Whisper Cloud Run API (GPU, whisperX)

A containerized Whisper API powered by whisperX on GPU, designed for deployment on Google Cloud Run (GPU) or any NVIDIA-enabled Docker environment.

Features

  • GPU-accelerated transcription/alignment using whisperX
  • Async job queue - handles long-running transcriptions without timeout
  • Callback support - integrates with n8n, webhooks, and automation tools
  • WhisperX alignment for better timestamps; optional speaker diarization (requires HF token)
  • Multi-language support and English translation task
  • Accepts both file uploads and URLs
  • Queue statistics and monitoring

Quick Start

Build and Run Locally

# Build the GPU Docker image (for Cloud Run GPU / NVIDIA hosts)
docker build --platform linux/amd64 -t whisperx-cloudrun .
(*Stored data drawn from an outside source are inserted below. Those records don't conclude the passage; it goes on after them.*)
PR #2281, opened 2018-01-28
Various cleanups, mostly around Java language features

seanbright:
There should be no user-visible changes here - just lots of cleanups and boilerplate code removal.


aQute.libg/src/aQute/lib/converter/Converter.java
```diff
@@ -339,10 +339,10 @@ private Number number(Object o) {
 			return (Number) o;
 
 		if (o instanceof Boolean)
-			return ((Boolean) o).booleanValue() ? 1 : 0;
+			return (Boolean) o ? 1 : 0;
```
bjhargrave: I don't care much for this commit. I prefer explicit boxing/unboxing.

aQute.libg/src/aQute/configurable/Configurable.java
```diff
@@ -316,7 +317,7 @@ Object convertArray(Type componentType, Object o) throws Exception {
 				else
 					return unescape(s);
 			}
-			return Arrays.asList(o);
+			return Collections.singletonList(o);
 		}
```
bjhargrave: This commit is wrong. A singletonList is immutable. asList is mutable.

biz.aQute.repository/src/aQute/bnd/repository/maven/provider/IndexFile.java
```diff
@@ -196,7 +196,7 @@ boolean refresh() throws Exception {
 		}
 		return descriptors.values()
 				.stream()
-				.filter(descriptor -> {
+				.anyMatch(descriptor -> {
```
bjhargrave: This is wrong since anyMatch short circuits the stream. ALL elements in the stream must be processed. This is why count is used!

bjhargrave: The side effects are important.

seanbright: If side effects are important, we shouldn't be using a stream operation that is intended to be stateless. This should probably just be a foreach loop. I'll update the PR today.

biz.aQute.repository/src/aQute/bnd/repository/maven/provider/IndexFile.java
```diff
@@ -194,23 +194,25 @@ boolean refresh() throws Exception {
...
-							File f = descriptor.promise.getValue();
-							if ((f != null) && f.isFile() && (f.lastModified() != descriptor.lastModified)) {
-								updateDescriptor(descriptor, f);
-								return true;
-							}
-						}
-					} catch (InvocationTargetException | InterruptedException e) {
-						throw Exceptions.duck(e);
+
+		boolean updated = false;
```
bjhargrave: This is a pointless change and adds no value. It was a for loop before I changed it to streams like the rest of the descriptors operations in this source file.

Using a for loop imposes an iteration order that is not required. Using streams would allow the streams implementation to potentially optimize the iteration order in the future.

seanbright: > This is a pointless change and adds no value.

I disagree.

> It was a for loop before I changed it to streams like the rest of the descriptors operations in this source file.

So? Every other use of streams in the file is concise and obvious and has no bearing on this usage.

> Using a for loop imposes an iteration order that is not required. Using streams would allow the streams implementation to potentially optimize the iteration order in the future.

I would err on the side of code clarity over _potential_ optimization. If the performance of this particular method is that much of a consideration then we should explicitly parallelize it and not just cross our fingers that the JVM will do it for us at the expense of readable code.

bjhargrave: I guess we will have to disagree here. I don't disagree with the other commits but this one I disagree with.

I am not sure how a for loop (external iteration) has more clarity than stream processing (internal iteration).

seanbright: > I am not sure how a for loop (external iteration) has more clarity than stream processing (internal iteration).

I think were it using `forEach` (with an external flag) instead of `filter`/`count` it wouldn't bother me as much. As it is, the specific count of items that satisfy the filter predicate is not relevant beyond "is it 0 or is it greater than 0" but we can't use a short circuiting terminal operation because we need to ensure that we process the filter predicate for all items. Simple!

On the other hand, what the for loop is doing is obvious.

seanbright: Also, I've rebased that commit away.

# Run locally (requires NVIDIA runtime)
docker run --rm --gpus all -p 8080:8080 whisperx-cloudrun

# Optional CPU-only build on ARM Macs (slow, for smoke tests)
docker build --no-cache --platform linux/arm64 \
  --build-arg TORCH_INDEX_URL=https://download.pytorch.org/whl/cpu \
  -t whisperx-cloudrun .
docker run --rm -p 8080:8080 \
  -e WHISPERX_DEVICE=cpu -e WHISPERX_COMPUTE_TYPE=float32 \
  -e WHISPERX_BATCH_SIZE=2 \
  whisperx-cloudrun

Run Locally Without Docker (Ubuntu)

chmod +x install-local-ubuntu.sh
HF_TOKEN=your_hf_token ./install-local-ubuntu.sh
source .venv/bin/activate

# GPU (default)
uvicorn server:app --host 0.0.0.0 --port 8080

# CPU fallback
export WHISPERX_DEVICE=cpu WHISPERX_COMPUTE_TYPE=float32 WHISPERX_BATCH_SIZE=2
uvicorn server:app --host 0.0.0.0 --port 8080

Notes:

  • Requires Ubuntu 22.04+ with Python 3.8+ and optionally NVIDIA drivers. The script installs system deps via apt unless SKIP_APT=1.
  • CUDA wheels default to cu124; set TORCH_INDEX_URL to match your installed CUDA (e.g., https://download.pytorch.org/whl/cu118 for older drivers) or force CPU with FORCE_CPU=1.
  • Requirements are pinned in requirements.txt. The installer sets PIP_EXTRA_INDEX_URL for PyTorch based on TORCH_INDEX_URL; when running pip install -r requirements.txt manually, set PIP_EXTRA_INDEX_URL=https://download.pytorch.org/whl/cu124 (or /cpu) to pick the right wheels.
  • HF_TOKEN is required to download the diarization model (pyannote/speaker-diarization-3.1) if diarize=true.
  • Known-good local setup: Ubuntu 22.04 + RTX 3090 (compute 8.6) + NVIDIA driver 535+ using the default cu124 wheels.

Run with Custom Model

docker run --rm --gpus all -p 8080:8080 \
  -e WHISPERX_MODEL=large-v3 \
  whisperx-cloudrun

Common model names: large-v3 (default, multilingual), large-v2, medium.en (English-only, faster).

API Usage

Health Check

curl http://localhost:8080/healthz

Response:

{"ok": true}

Async Transcription (Recommended for Cloud Run)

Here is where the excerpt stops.